Anak-anak kecil berlarian kesana-kesini, sesekali mereka dimarahi oleh orang tuanya karena membuat rusuh serumah sakit. Aku hanya tersenyum melihat kelakuan anak kecil yang berlarian tadi sebab sudah biasa bila anak kecil kerjaannya hanya bermain, bukankan kita seperti itu dulu.

"Assalamualaikum."

Aku mendongak kearah suara itu berada, yang ketemukan ada dokter bahtiar di sana. Ia tersenyum kearahku. Aku membalasnya senyumnya sekilas saja.

"Waalaikumsalam dokter." Kataku.

"Selamat ya, sekarang kamu sudah menjadi keluarga dari rumah sakit kami." Katanya memberi ucapan selamat kepadaku, aku menganggukkan kepalaku, dan tidak lupa mengucapkan, "Terimakasih dok."

Aku tak tahu harus mengucapkan apa lagi ke dia, sekarang keadaan kami sangatlah canggung, tak ada pembicaraan yang terucapkan sepatah katapun. Aku hanya menghela napas dan berniat untuk mengucapkan undur diri karena ada hal yang sibuk sebagai alasan.

"Umi..." Suara anak kecil itu membuat ku terkejut dan memelih melihatnya secara fokus, ternyata Ana lah yang memanggilku.

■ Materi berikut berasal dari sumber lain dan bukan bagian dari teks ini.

PR #2615, opened 2020-04-10
GCF CI/CD: add cloudbuild.yaml

ace-n:


functions/snippets/ci_cd/cloudbuild.yaml
```diff
@@ -0,0 +1,9 @@
+# [START functions_ci_cd_cloud_build]
```
lesv, line 1: Shouldn't there be a license and copyright?

ace-n: Done.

"Eh ana, dengan siapa kesini ?" Tanyaku, aku berjongkok di hadapannya. Keadaannya sekarang lebih baik dari pada yang kemarin, sekarang ia lebih ceria.

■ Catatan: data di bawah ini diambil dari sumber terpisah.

PR #2630, opened 2020-04-10
GCF: misc. idiomatic fixes

ace-n:
**Note:** I split up each fix into its own commit (to make this easier to review)

h/t @saturnism for the suggestions.


functions/concepts/src/main/java/com/example/functions/concepts/LazyFields.java
```diff
@@ -30,20 +30,26 @@
   // Always initialized (at cold-start)
   // Warning: Class variables used in Servlet classes must be thread-safe,
   // or else might introduce race conditions in your code.
-  private static final int nonLazyGlobal = fileWideComputation();
+  private static final int NON_LAZY_GLOBAL = fileWideComputation();
```
kurtisvg, line 33: nit: This says "fileWideComputation", but it's really "perStartupComputation". It's not done once per file, it's done once per class initialization.

functions/firebase/src/main/java/com/example/functions/firebase/FirebaseFirestoreReactive.java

"Dengan nenek, umi." Kata Ana, sambil menunjuk neneknya yang berjalan kearah kami.

Aku mengucapkan salam dan mencium tangan ibunya dokter bahtiar, ibunya orang yang sangat baik ku rasa, ramah dan tidak pelit tersenyum ke semua orang. Setelah beberapa lama memperkenal kan diri masing-masing akhirnya ibu Haura membuka pertanyaan yang membuatku ragu menjawabnya.

"Kok bisa sih Ana memanggil kamu umi, Oraida ?" Tanya ibu Haura, ibu dari Bahtiar. Dia sedikit terkekeh.

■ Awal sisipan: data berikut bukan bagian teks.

PR #2642, opened 2020-04-14
healthcare API: update datasets/ samples from v1beta1 to v1

noerog:
NOTE: This PR is fundamentally a branch of https://github.com/GoogleCloudPlatform/java-docs-samples/tree/master/healthcare/v1beta1 to v1. The code has been previously reviewed in this repository.
Updates for fhir/, dicom/, and hl7v2/ are coming but I wanted to keep the PRs separate.

After all healthcare/v1 samples are approved, I'll delete the existing v1beta1/ directory.

### DIFF
--- a/healthcare/v1/pom.xml
+++ b/healthcare/v1/pom.xml
@@ -1,5 +1,6 @@
+<?xml version="1.0" encoding="UTF-8"?>
 <!--
-  Copyright 2020 Google LLC
+  Copyright 2019-2020 Google LLC
 
   Licensed under the Apache License, Version 2.0 (the "License");
   you may not use this file except in compliance with the License.
@@ -13,7 +14,6 @@
   See the License for the specific language governing permissions and
   limitations under the License.
 -->
-<?xml version="1.0" encoding="UTF-8"?>
 <project xmlns="http://maven.apache.org/POM/4.0.0"
   xmlns:xsi="http://www.w3.org/2001/XMLSchema-instance"
   xsi:schemaLocation="http://maven.apache.org/POM/4.0.0 http://maven.apache.org/xsd/maven-4.0.0.xsd">
--- a/healthcare/v1/pom.xml
+++ b/healthcare/v1/pom.xml
@@ -1,0 +1,97 @@
+<?xml version="1.0" encoding="UTF-8"?>
+<project xmlns="http://maven.apache.org/POM/4.0.0"
+  xmlns:xsi="http://www.w3.org/2001/XMLSchema-instance"
+  xsi:schemaLocation="http://maven.apache.org/POM/4.0.0 http://maven.apache.org/xsd/maven-4.0.0.xsd">
+  <modelVersion>4.0.0</modelVersion>
+  <groupId>com.google.samples</groupId>
+  <artifactId>healthcare-samples</artifactId>
+  <version>1.0-SNAPSHOT</version>
+  <build>
+    <plugins>
+      <plugin>
+        <groupId>org.apache.maven.plugins</groupId>
+        <artifactId>maven-compiler-plugin</artifactId>
+        <configuration>
+          <source>11</source>
+          <target>11</target>
+        </configuration>
+      </plugin>
+    </plugins>
+  </build>
+  <packaging>jar</packaging>
+
+  <!--
+    The parent pom defines common style checks and testing strategies for our samples.
+    Removing or replacing it should not affect the execution of the samples in anyway.
+  -->
+  <parent>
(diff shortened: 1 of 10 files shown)


healthcare/v1/pom.xml
```diff
@@ -0,0 +1,97 @@
...
+    </dependency>
+    <dependency>
+      <groupId>junit</groupId>
+      <artifactId>junit</artifactId>
+      <version>4.13</version>
+    </dependency>
+    <dependency>
+      <groupId>org.apache.httpcomponents</groupId>
+      <artifactId>httpmime</artifactId>
+      <version>4.5.12</version>
```
lesv, line 92:
```suggestion
      <version>4.5.12</version>
      <scope>test</scope>
```

healthcare/v1/pom.xml
```diff
@@ -0,0 +1,97 @@
...
+    <dependency>
+      <groupId>com.google.truth</groupId>
+      <artifactId>truth</artifactId>
+      <version>1.0.1</version>
+      <scope>test</scope>
+    </dependency>
+    <dependency>
+      <groupId>junit</groupId>
+      <artifactId>junit</artifactId>
+      <version>4.13</version>
```
lesv, line 87:
```suggestion
      <version>4.13</version>
      <scope>test</scope>
```

healthcare/v1/src/main/java/snippets/healthcare/datasets/DatasetCreate.java
```diff
@@ -0,0 +1,101 @@
...
+                .datasets()
+                .operations()
+                .get(operation.getName())
+                .execute();
+      }
+      System.out.println("Dataset created. Response content: " + operation.getResponse());
+    } catch (Exception ex) {
+      System.out.printf("Error during request execution: %s\n", ex.toString());
+      ex.printStackTrace(System.out);
+    }
```
lesv, line 77: Can you be more specific?
Is there any mitigation?
Do you need this at all, why not just let it propagate and mention that it might happen?

healthcare/v1/src/main/java/snippets/healthcare/datasets/DatasetDeIdentify.java
```diff
@@ -0,0 +1,110 @@
...
+                .operations()
+                .get(operation.getName())
+                .execute();
+      }
+      System.out.println(
+          "De-identified Dataset created. Response content: " + operation.getResponse());
+    } catch (Exception ex) {
+      System.out.printf("Error during request execution: %s", ex.toString());
+      ex.printStackTrace(System.out);
+    }
```
lesv, line 86: Can you be more specific?
Is there any mitigation?
Do you need this at all, why not just let it propagate and mention that it might happen?

noerog: Same as above.

healthcare/v1/src/main/java/snippets/healthcare/datasets/DatasetCreate.java
noerog: This is sort of a generic CRUD request to the service so the exception could be a number of things. I don't think it would be possible to be more specific. The mitigation should be clear from the error message returned (e.g. if auth is the issue). I see some samples catch errors/exceptions and others don't. Do you have a preference either way?

healthcare/v1/pom.xml
noerog: Done.

healthcare/v1/pom.xml
```diff
@@ -0,0 +1,97 @@
+<?xml version="1.0" encoding="UTF-8"?>
```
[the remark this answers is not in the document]
noerog: Done.

healthcare/v1/src/main/java/snippets/healthcare/datasets/DatasetCreate.java
lesv: Java prefers that we don't catch and ignore errors.  If we are going to ignore it, then let it be caught by a parent.  That said, if it might happen, it's good to mention it.
https://google.github.io/styleguide/javaguide.html#s6.2-caught-exceptions

healthcare/v1/src/main/java/snippets/healthcare/datasets/DatasetDeIdentify.java
lesv: https://google.github.io/styleguide/javaguide.html#s6.2-caught-exceptions

PR #2673, opened 2020-04-16
Remove old GAE to Cloud SQL samples and point to new ones instead.

kurtisvg:
Remove older appengine-java8 samples and point to the new one instead.


kurtisvg:
> Have you checked the docs for references to this sample?

Yes - I wasn't able to find any references to "appengine-java8/cloudsql" or "appengine-java8/cloudsql-postgres".

averikitsch:
Great thanks!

"Gak tau buk, mungkin Ana melihatku dengan pakaian berniqab ini menganggap panggilan umi lah yang pantas." Kataku sedikit terkekeh.

"Gak kok umi, umi mirip umiku." Katanya. Ucapan ana membuat hati kecilku berdesir.

"Ana jangan kek gitu, umi kamu kan udah ada disurganya allah. Jadi kamu harus ikhlaskan ya." Aku hanya bisa tertunduk dengan keadaan ini, kasihan sekali nasib ana.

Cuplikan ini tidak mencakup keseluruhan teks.